**Assignment:** Set out each line from the following listing that includes the word "bazelisk".

**Task inputs:**
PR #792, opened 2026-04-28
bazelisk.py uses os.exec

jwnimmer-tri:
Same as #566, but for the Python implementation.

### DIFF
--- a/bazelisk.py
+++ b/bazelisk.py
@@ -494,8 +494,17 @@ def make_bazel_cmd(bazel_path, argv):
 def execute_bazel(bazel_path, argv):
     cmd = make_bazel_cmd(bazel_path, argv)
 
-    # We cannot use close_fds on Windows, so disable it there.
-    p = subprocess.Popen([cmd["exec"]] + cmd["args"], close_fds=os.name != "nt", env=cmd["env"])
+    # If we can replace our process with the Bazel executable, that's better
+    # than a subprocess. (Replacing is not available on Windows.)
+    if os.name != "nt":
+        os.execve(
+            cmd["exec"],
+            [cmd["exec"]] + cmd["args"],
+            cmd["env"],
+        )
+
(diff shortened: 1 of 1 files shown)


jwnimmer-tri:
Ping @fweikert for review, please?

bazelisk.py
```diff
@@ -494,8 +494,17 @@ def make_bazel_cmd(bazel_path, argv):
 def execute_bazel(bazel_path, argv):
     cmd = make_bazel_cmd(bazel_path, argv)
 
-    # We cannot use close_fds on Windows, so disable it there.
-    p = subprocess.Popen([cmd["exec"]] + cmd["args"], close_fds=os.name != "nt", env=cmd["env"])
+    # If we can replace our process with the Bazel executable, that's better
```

**Response:**
bazelisk.py uses os.exec
--- a/bazelisk.py
+++ b/bazelisk.py
bazelisk.py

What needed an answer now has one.